━━ DATA FOR THE TASK ━━

PR #1454, opened 2020-11-06
Improve the UX of Time Filters

binglot:
# The new feature:

Screenshot from 2020-11-06 08-12-25

---

# All the changes:
- Create a radio with 2 ways of adding time filters: 1) the date range, 2) a date and +/- min/hour/day
- Make the "edit" button look more similar to the "delete" button
- Fix the bug: the End Date input sometimes goes out of the "Add time range" box
- Fix the bug: if the first date contains the 'T' (e.g. "2020-01-02T00:00:00") and the second is before and doesn't have the 'T' (e.g. "2020-01-01 00:00:00") then the filter won't work.


stuhli:
Hi!
I was about to create an issue when I saw this PR. So maybe my issue fits better in here as obviously you are working on this at the moment?

Using the timefilter / time range in the newest Timesketch release (20201015) I observed the following behavior: when setting an invalid date the UI tells me "Invalid date" and discards all my input so I have to retype everything. In previous versions the UI simple told me that the date was invalid but let me fix my errors, which was much faster and more convenient. Would it be very cumbersome to restore the old behavior?

Also I miss the sometimes very useful feature to click on the datetime field of an timeline entry which pre-filled the start date of the time range filter? Is this intended or an error?

BTW: I love the new TS!!! I'll get in touch if I find more things.
Thanks for the effort!

binglot:
Hey @stuhli , thanks for your comments. I'll look into it later today if time allows and will try to address your comments.

@berggren - I just noticed that while doing a git merge I missed some of the code (for what the 'edit' buttons look like). I'll update the PR and let you know when it's done.

berggren:
@binglot : Got it. I'm doing the first round of review now. Let me know when your changes are in.

timesketch/frontend/src/components/Sketch/TimeFilter.vue
```diff
@@ -16,113 +16,219 @@ limitations under the License.
...
-  props: ['start', 'end', 'selectedChip'],
+  props: ['selectedChip'],
   data () {
     return {
-      startDateTime: this.start,
-      endDateTime: this.end,
-      chip: this.selectedChip
+      startDateTime: '',
+      endDateTime: '',
+      chip: this.selectedChip,
```
berggren, line 99: Seeing the passed chip (selectedChip) is an object this can lead to some unpredictable behavious because any update to the object in this component will propegate up to the parent component. I noticed that you do an explicit $emit later on in the code, so I assume that you want a local copy of the prop here instead?

I suggest you use spread to copy the prop into a local one:
```
chip: {...this.selectedChip}
```

timesketch/frontend/src/components/Sketch/TimeFilter.vue
```diff
@@ -16,113 +16,219 @@ limitations under the License.
...
+        {'text': 'Second', 'value' : 's'},
+        {'text': 'Minute', 'value' : 'm'},
+        {'text': 'Hour', 'value': 'h'},
+        {'text': 'Day', 'value': 'd'},
+      ],
+      selectedInterval: 'm',
+    }
+  },
+  created: function () {
+    if (!this.chip) {
```
berggren, line 114: You can also mark the prop (selectedChip) as required.

Something like:
```
 props: {
   selectedChip: {
     type: Object,
     required: true
   }
```

timesketch/frontend/src/components/Sketch/TimeFilter.vue
```diff
@@ -16,113 +16,219 @@ limitations under the License.
...
+      }
+      else if (this.isSelected('range')) {
+        if (this.startDateTime && this.endDateTime){
+          return true
+        }
+      }
+      return false
+    },
+    getPlaceholder: function (radioName) {
+      return (this.radio == radioName) ? '2019-07-07T10:00:01' : ''
```
berggren, line 150: Update the suggested placeholder to todays date instead? :)

timesketch/frontend/src/components/Sketch/TimeFilter.vue
```diff
@@ -131,35 +237,51 @@ export default {
...
-      }
-
-      this.chip['value'] = this.startDateTime + ',' + this.endDateTime;
-      this.$emit('updateChip', this.chip)
-
       // Close the menu
       this.$emit('hideDropdown')
+    },
+    resetInterface: function() {
+      Object.assign(this.$data, this.$options.data()) // Credits to https://stackoverflow.com/a/38174780
```
berggren, line 277: Do you need the context here as well, seeing you are using `this`?
```
Object.assign(this.$data, this.$options.data.apply(this))
```

berggren (changes requested):
First round of comments

berggren:
@binglot First round done - PTAL

(note: do a git pull as I have merged updates from the main branch)

binglot:
I've updated the code for what the Edit button looks like.

image

timesketch/frontend/src/components/Sketch/TimeFilter.vue
binglot: What a great suggestion, thanks! There was indeed some code that was modifying the object that was passed in via the prop.

timesketch/frontend/src/components/Sketch/TimeFilter.vue
binglot: I don't think that's necessary because we treat it as optional and only use "selectedChip" to be able to update existing time filters. That's our way to distinguish if we're dealing with a new chip or if we're updating the existing one.

timesketch/frontend/src/components/Sketch/TimeFilter.vue
binglot: Why not! 👍

timesketch/frontend/src/components/Sketch/TimeFilter.vue
binglot: I'm not sure how `this.$options.data.apply(this)` is different to `this.$options.data()`? The idea is only to reset the object's state to that when it was first initiated. Since the way you suggested works to reset the component, I've updated the code to what you suggested.

binglot (commented):
Ready for the next round of review :)

binglot:
@stuhli - I've addressed your comments about the "Invalid date" behaviour. The code has a bunch of validation checks to prevent the timestamps from getting overwritten if the entered value is incorrect.

As for your 2nd point: "click on the datetime field of an timeline entry which pre-filled the start date of the time range filter", I'll check with @berggren to better understand what was the old behaviour and if we can restore it :)

Thanks again for your feedback and please keep it coming!

stuhli:
Thank you very much for your effort! Yeah, I think we'll stay in touch as we use TS very intensely. 😉

berggren (approved):
LGTM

━━━

_WHAT THE EXERCISE ASKS_
What lines in the data above contain the word "function"? Copy them all.

_SOLVED PROBLEM_
+  created: function () {
+    getPlaceholder: function (radioName) {
+    resetInterface: function() {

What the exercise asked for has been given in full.